Records from a data collection
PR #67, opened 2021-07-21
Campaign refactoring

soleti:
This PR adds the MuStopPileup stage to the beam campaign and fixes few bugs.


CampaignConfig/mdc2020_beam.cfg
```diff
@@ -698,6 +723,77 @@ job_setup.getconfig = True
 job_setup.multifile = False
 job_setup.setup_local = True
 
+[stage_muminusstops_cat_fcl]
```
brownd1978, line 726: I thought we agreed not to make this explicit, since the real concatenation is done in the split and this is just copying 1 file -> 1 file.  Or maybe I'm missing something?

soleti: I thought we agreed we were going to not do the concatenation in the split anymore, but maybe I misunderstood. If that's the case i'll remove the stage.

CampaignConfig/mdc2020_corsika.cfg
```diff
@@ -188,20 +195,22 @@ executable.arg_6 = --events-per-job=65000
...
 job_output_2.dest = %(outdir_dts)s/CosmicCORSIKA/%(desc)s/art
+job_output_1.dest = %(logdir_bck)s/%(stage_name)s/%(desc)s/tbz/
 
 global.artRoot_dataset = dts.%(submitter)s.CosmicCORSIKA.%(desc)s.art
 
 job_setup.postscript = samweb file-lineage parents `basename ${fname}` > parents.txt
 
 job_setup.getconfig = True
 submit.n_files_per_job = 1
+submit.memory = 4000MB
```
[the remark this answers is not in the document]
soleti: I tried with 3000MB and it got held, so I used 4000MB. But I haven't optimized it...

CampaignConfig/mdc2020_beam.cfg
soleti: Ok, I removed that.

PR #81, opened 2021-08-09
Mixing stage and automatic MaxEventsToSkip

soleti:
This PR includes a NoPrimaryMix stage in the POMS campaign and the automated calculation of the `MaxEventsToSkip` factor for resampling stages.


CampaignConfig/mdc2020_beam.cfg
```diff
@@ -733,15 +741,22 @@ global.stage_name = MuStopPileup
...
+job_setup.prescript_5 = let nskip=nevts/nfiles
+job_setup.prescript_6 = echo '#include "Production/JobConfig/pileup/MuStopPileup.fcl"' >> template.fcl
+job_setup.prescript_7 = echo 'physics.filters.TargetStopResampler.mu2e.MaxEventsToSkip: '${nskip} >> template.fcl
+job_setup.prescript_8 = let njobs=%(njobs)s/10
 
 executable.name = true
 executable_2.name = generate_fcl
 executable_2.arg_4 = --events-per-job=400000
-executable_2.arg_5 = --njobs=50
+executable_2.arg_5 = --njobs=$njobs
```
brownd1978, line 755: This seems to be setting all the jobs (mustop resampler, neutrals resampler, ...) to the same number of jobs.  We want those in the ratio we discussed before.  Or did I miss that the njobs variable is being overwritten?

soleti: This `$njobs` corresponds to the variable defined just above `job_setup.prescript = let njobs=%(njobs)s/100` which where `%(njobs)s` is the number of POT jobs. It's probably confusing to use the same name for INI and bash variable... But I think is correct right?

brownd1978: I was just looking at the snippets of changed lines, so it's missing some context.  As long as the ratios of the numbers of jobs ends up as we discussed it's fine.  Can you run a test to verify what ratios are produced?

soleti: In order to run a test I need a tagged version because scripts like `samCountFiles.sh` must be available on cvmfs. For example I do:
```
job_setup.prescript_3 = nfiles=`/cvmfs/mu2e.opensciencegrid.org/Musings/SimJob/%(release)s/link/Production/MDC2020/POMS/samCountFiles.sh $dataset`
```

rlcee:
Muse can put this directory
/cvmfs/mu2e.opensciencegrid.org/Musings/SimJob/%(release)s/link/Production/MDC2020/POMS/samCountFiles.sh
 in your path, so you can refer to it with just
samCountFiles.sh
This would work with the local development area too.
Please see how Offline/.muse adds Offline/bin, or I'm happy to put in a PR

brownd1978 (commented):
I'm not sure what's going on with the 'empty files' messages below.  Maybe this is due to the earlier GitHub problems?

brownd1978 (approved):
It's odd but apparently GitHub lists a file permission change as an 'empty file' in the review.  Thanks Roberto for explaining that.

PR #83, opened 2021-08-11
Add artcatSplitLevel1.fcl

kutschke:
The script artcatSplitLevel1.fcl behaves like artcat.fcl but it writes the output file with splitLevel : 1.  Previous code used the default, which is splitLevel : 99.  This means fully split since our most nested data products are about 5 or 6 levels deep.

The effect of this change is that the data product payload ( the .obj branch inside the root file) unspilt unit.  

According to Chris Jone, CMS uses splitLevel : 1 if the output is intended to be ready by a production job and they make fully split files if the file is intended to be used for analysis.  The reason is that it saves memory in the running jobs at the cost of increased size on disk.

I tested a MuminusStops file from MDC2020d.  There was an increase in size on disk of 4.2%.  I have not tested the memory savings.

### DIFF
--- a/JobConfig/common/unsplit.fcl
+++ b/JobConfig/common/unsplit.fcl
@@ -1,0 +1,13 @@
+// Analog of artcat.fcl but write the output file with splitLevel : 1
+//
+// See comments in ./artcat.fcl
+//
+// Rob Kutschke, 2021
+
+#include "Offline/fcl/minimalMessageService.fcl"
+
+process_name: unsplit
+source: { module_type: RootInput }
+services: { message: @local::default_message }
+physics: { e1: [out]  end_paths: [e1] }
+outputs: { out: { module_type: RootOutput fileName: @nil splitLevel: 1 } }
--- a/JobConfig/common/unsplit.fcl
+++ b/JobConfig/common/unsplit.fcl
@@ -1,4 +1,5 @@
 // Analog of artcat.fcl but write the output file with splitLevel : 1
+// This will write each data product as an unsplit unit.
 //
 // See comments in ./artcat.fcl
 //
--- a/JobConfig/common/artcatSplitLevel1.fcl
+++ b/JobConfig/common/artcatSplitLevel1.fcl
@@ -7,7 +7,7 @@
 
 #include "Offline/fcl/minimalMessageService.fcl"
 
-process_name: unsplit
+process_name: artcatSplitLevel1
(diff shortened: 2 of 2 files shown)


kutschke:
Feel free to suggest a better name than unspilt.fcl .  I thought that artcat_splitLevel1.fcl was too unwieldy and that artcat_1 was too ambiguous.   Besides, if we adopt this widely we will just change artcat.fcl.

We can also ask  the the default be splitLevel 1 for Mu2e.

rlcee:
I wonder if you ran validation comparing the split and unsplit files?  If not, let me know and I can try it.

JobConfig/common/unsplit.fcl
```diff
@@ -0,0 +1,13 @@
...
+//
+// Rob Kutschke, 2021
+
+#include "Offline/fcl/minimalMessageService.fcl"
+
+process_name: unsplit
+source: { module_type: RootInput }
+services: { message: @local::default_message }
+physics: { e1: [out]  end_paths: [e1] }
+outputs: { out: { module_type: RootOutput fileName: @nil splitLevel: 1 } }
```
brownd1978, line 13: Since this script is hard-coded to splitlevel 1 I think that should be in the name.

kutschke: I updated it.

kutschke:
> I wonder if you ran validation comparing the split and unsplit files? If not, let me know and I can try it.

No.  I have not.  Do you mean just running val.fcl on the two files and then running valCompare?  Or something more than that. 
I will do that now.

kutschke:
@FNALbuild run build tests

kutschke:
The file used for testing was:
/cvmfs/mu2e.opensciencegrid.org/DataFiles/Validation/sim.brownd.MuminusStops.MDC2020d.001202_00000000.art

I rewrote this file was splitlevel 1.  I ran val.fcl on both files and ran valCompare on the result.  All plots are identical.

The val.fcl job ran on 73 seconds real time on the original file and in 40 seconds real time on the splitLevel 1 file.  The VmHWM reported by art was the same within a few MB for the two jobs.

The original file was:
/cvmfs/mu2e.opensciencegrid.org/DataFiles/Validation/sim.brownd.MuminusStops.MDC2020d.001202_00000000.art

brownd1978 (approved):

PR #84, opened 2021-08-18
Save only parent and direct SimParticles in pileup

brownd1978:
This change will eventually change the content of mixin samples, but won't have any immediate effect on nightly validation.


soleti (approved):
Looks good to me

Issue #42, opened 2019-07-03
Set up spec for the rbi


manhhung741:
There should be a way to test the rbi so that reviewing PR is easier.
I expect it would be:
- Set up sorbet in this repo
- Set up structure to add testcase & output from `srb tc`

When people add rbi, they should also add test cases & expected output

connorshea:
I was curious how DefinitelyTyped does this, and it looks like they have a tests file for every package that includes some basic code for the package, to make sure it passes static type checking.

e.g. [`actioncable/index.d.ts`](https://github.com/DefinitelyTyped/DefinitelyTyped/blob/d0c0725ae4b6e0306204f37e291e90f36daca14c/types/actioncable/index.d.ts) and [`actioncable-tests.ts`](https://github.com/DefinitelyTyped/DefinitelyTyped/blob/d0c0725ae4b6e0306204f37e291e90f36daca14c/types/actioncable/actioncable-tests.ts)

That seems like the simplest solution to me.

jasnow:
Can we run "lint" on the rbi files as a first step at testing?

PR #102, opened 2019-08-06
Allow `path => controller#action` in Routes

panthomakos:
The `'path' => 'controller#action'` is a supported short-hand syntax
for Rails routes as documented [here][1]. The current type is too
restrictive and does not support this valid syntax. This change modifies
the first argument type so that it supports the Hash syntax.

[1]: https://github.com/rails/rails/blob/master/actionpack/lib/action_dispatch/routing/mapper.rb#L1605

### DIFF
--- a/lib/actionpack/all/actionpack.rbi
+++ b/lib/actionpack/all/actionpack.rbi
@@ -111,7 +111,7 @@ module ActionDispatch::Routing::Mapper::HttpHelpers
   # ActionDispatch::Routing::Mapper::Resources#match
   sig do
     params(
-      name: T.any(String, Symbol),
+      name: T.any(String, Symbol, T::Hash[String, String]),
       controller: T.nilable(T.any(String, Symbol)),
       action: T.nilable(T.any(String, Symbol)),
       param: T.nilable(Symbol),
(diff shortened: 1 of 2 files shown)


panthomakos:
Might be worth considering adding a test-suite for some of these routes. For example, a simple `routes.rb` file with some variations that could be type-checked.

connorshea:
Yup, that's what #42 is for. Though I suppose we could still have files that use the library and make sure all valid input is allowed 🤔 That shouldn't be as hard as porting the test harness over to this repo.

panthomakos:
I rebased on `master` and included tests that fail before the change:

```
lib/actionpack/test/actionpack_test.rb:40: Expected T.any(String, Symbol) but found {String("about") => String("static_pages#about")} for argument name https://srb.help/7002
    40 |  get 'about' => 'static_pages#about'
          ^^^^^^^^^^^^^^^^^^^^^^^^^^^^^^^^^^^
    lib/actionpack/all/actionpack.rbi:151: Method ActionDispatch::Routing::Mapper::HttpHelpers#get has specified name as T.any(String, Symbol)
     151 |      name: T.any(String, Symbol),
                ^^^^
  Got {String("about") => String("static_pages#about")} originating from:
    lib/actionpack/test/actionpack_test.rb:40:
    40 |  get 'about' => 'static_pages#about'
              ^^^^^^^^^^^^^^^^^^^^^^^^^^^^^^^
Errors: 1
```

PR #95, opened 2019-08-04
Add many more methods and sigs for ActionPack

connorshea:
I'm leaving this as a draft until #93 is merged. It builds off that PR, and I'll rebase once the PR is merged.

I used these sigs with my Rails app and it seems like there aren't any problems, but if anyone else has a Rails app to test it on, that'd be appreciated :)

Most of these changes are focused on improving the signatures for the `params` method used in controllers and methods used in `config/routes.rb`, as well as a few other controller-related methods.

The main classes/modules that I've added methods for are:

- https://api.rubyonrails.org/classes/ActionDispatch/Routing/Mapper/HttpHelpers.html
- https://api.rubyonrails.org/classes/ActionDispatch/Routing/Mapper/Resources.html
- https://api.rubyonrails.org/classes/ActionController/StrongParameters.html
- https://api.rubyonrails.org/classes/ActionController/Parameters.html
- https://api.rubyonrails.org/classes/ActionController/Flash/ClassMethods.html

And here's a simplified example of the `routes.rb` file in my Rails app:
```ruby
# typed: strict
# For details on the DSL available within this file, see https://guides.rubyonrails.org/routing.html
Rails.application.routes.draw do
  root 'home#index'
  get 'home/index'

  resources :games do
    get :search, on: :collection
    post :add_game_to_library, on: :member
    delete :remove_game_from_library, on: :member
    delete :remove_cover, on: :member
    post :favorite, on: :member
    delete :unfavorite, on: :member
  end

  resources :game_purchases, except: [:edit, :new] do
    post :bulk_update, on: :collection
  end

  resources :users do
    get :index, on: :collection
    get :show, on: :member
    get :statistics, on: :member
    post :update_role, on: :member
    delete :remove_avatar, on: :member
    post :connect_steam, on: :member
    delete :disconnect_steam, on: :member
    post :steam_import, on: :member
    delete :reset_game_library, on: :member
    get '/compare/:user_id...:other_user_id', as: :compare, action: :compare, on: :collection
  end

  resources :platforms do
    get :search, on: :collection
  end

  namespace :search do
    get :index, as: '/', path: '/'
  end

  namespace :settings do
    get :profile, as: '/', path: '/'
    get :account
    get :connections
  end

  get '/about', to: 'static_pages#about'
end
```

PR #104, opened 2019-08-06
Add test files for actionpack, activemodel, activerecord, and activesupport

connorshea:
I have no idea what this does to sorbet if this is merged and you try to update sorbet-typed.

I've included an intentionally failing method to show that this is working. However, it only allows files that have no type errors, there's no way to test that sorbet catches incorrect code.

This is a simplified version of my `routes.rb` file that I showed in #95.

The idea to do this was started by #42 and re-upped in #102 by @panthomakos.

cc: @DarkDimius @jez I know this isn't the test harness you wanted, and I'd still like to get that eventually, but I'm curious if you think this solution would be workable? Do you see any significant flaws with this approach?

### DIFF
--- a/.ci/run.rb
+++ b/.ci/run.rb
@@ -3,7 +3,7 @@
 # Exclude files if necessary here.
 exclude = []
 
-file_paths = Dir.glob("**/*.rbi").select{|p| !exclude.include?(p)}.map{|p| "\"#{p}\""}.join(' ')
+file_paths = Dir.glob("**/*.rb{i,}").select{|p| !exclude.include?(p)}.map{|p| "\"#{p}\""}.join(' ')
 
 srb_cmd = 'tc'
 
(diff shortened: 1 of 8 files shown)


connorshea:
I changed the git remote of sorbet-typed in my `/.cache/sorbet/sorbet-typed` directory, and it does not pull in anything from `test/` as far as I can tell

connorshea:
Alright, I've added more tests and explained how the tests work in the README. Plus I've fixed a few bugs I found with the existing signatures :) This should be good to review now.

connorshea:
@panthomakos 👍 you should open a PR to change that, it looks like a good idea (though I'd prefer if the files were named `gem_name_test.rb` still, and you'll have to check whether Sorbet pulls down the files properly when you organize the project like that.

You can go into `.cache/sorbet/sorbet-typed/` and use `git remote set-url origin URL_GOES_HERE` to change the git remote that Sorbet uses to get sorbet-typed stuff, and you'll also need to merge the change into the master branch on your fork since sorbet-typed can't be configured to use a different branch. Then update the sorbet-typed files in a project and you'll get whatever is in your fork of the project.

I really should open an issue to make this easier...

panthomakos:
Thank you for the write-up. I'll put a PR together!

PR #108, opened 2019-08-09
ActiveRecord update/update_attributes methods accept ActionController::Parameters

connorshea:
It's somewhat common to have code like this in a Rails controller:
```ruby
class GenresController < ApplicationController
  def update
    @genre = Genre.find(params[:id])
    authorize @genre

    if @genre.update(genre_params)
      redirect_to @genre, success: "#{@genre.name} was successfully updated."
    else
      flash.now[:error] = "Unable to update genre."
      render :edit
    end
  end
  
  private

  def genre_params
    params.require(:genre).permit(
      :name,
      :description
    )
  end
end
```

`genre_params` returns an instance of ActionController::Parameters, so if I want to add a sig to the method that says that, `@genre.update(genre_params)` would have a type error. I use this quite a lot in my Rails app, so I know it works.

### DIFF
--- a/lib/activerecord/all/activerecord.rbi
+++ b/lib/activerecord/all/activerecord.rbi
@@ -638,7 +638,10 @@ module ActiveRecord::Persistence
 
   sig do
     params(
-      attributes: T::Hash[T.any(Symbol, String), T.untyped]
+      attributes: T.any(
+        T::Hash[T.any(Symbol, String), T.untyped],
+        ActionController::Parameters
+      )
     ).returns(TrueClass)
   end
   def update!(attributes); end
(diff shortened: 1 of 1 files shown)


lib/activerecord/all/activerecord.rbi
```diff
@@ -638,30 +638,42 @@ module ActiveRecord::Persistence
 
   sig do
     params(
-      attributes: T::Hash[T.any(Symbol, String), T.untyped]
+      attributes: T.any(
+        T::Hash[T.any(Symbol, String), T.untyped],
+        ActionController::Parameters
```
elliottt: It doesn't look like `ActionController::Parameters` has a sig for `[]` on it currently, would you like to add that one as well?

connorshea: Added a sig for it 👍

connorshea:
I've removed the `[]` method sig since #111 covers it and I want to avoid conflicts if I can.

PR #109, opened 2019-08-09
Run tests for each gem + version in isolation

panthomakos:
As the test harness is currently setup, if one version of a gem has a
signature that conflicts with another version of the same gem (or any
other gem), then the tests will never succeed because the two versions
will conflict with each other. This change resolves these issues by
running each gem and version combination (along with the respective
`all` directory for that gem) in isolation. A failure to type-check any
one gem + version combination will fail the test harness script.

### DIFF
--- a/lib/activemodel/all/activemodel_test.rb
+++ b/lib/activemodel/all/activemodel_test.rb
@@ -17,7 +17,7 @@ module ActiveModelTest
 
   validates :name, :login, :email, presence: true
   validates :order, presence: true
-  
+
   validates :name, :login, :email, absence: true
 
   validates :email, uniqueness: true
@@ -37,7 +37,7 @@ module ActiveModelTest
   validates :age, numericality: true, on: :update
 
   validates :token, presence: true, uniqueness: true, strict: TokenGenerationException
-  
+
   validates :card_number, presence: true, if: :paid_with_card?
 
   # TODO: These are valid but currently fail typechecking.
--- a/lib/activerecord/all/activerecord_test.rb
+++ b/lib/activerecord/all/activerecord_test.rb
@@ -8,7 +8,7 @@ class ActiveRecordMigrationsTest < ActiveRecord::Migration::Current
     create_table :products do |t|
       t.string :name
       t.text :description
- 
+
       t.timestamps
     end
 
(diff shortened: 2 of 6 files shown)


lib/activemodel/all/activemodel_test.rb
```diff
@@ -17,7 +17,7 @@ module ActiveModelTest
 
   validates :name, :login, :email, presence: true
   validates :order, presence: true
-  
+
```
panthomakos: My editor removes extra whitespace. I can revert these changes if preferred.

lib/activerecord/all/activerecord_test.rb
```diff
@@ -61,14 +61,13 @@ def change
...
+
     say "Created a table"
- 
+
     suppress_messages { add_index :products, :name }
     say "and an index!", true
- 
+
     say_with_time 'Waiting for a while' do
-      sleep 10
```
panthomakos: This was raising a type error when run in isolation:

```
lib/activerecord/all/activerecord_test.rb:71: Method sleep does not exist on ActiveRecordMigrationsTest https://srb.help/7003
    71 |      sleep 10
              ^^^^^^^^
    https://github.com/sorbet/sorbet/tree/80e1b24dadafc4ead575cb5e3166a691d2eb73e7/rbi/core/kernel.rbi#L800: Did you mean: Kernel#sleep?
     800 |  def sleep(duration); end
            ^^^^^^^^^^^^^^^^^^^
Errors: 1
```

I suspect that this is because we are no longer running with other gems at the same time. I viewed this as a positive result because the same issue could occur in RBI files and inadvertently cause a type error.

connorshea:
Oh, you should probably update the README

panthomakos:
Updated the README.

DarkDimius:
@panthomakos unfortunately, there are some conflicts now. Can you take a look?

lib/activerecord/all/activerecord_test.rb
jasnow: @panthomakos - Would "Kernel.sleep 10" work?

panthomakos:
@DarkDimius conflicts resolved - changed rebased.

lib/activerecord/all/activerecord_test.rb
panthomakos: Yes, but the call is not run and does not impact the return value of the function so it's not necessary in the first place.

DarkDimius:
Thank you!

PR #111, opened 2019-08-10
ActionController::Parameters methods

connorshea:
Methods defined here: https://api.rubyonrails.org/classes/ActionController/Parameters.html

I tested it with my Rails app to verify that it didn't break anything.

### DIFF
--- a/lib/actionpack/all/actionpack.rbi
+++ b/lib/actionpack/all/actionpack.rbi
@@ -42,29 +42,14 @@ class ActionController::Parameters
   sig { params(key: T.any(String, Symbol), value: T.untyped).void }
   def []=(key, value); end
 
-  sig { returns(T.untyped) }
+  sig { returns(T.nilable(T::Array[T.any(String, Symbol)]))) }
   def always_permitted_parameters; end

Task description — Search the entries for "empty" and show every line that has it.

Finished exercise —
I'm not sure what's going on with the 'empty files' messages below.  Maybe this is due to the earlier GitHub problems?
It's odd but apparently GitHub lists a file permission change as an 'empty file' in the review.  Thanks Roberto for explaining that.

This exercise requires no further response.